Adiado o chifre em cabeça de cavalo. Uso obrigatório de cadeirinha em transporte escolar é suspenso

cadeirinha_suspensaoUma nova resolução publicada no Diário Oficial, suspende o uso de cadeirinha para crianças com até sete anos e meio em veículos que fazem o transporte escolar.

A resolução reconhece que há dificuldades técnicas, econômicas e sociais para a adaptação dos veículos escolares em circulação.

Ao que tudo indica, a indústria automobilística não conseguiu evoluir o suficiente para entregar os novos veículos escolares supostamente “padronizados”, vez que desde o início afirmamos que a cadeirinha é o engodo utilizado para justificar a troca dos veículos.

É o que está implícito na expressão “até que os referidos veículos sejam fabricados com cintos de três pontos e sistemas de ancoragem do tipo isofix” no final da nova resolução.

É sempre bom lembrar que não houve revogação, mas apenas adiamento da obrigatoriedade. Fazer um reboque pra carregar cadeirinhas ou um bagageiro sobre o teto do veículo escolar continua sendo a única opção de atendimento da medida.

Salvo um ajuste em que as escolas criem um almoxarifado específico para guarda destas cadeirinhas, ou que a indústria automobilística crie um novo projeto em que um suporte elevatório possa subir e retornar ao ponto de origem no assento, não há como atender tal exigência.

É esperar pra ver o que acontecerá. Pelo menos no início de 2017 os transportadores escolares estarão tranquilos quanto ao assunto, o que não quer dizer que estejam o ano inteiro, tudo dependerá da evolução da condição “até que os referidos veículos sejam fabricados com cintos de três pontos e sistemas de ancoragem do tipo isofix”.

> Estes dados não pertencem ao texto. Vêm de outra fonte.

PR #1182, opened 2019-09-15
[Clean Code]move lookup_embedding from worker to embedding layer

QiJune:
Lookup embedding is a method of embedding layer. This PR aims to make code of customized layer, such as embedding layer,  follow the principle `low coupling and high cohesion`.

### DIFF
--- a/elasticdl/python/elasticdl/layers/embedding.py
+++ b/elasticdl/python/elasticdl/layers/embedding.py
@@ -89,14 +89,15 @@ class Embedding(tf.keras.layers.Layer):
     def get_key(name_list):
         return "-".join(map(str, name_list))
 
-    def lookup_embedding(self, unique_ids, embedding_service_endpoint):
+    def lookup_embedding(self, unique_ids):
         ids = unique_ids.numpy()
         keys = [Embedding.get_key([self._name, id]) for id in ids]
         (
             embedding_vectors,
             unknown_keys_index,
         ) = EmbeddingService.lookup_embedding(
-            keys=keys, embedding_service_endpoint=embedding_service_endpoint
+            keys=keys,
+            embedding_service_endpoint=self.embedding_service_endpoint,
         )
 
         if unknown_keys_index:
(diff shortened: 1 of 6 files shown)


elasticdl/python/worker/worker.py
```diff
@@ -126,10 +124,7 @@ def _init_embedding_layer(self):
         """
         self._embedding_layers = find_layer(self._model, Embedding)
         for layer in self._embedding_layers:
-            layer.set_lookup_func(self.lookup_embedding)
-        if self._embedding_layers:
-            # TODO check that Redis IP/PORT is set
```
mhaoli, line 131: Perhaps do not remove this TODO?

elasticdl/python/elasticdl/layers/embedding.py
```diff
@@ -44,6 +48,7 @@ def __init__(
         self.supports_masking = mask_zero
         self.input_length = input_length
         self.combiner = combiner
+        self.embedding_service_endpoint = (embedding_service_endpoint,)
```
mhaoli: Why do we need to convert `embedding_service_endpoint` to a tuple?

elasticdl/python/tests/worker_test.py
```diff
@@ -160,53 +131,6 @@ def test_embedding_layer(self):
         )
         self.assertTrue(len(worker._embedding_layers) == 2)
 
-    def test_lookup_embedding(self):
```
mhaoli, line 163: Formerly, this test case is for the correctness of `worker.lookup_embedding`. Maybe do not delete it but moving it to `layer_test.py`?

elasticdl/python/worker/worker.py
QiJune: The new logic is that

```python
for layer in self._embedding_layers:
    layer.set_endpoint(self._embedding_service_endpoint)
```
It set redis IP/Port to embedding layer directly.

elasticdl/python/tests/worker_test.py
QiJune: It seems that former code compares the same thing:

Não estamos desmerecendo nenhuma entidade, político ou transportador escolar quando dizemos que as cadeirinhas foram adiadas e não revogadas, é uma suspensão com prazo de validade, há um prazo para voltar, não existe uma data certa, existe uma condição… até que…

É uma conquista sim, deve ser comemorada sim, mas temos sempre que enxergar pra frente, pois à nossa frente já estão outros fatos..

Vide a normatização pela ABNT no seu estudo de veículo acessível e não mais prevendo o veículo convencional para transporte de escolares, com vários itens de modificação na estrutura dos veículos escolares que praticamente invalidam os veículos atuais…

Vide a Lei 13.146 de 06/07/2015, já publicada e sancionada no ano passado, e que ESTABELECE SIM uma data de validade aos veículos atuais… basta analisar o que dispõe a lei e as articulações que vem sendo efetuadas na ABNT e indústria automobilística…

Há uma data limite sim, a data é 02/01/2020. Se vão conseguir fazer funcionar, não sabemos… mas que existe o plano, o projeto, prazos… isso não há como questionar…

E, por favor, parem de falar em padronização como se fosse um único veículo, isso já está superado… até porquê “padronização” é uma palavra de sentido bem mais amplo…

Lei LEI Nº 13.146, DE 6 DE JULHO DE 2015.

Art. 46. O direito ao transporte e à mobilidade da pessoa com deficiência ou com mobilidade reduzida será assegurado em igualdade de oportunidades com as demais pessoas, por meio de identificação e de eliminação de todos os obstáculos e barreiras ao seu acesso.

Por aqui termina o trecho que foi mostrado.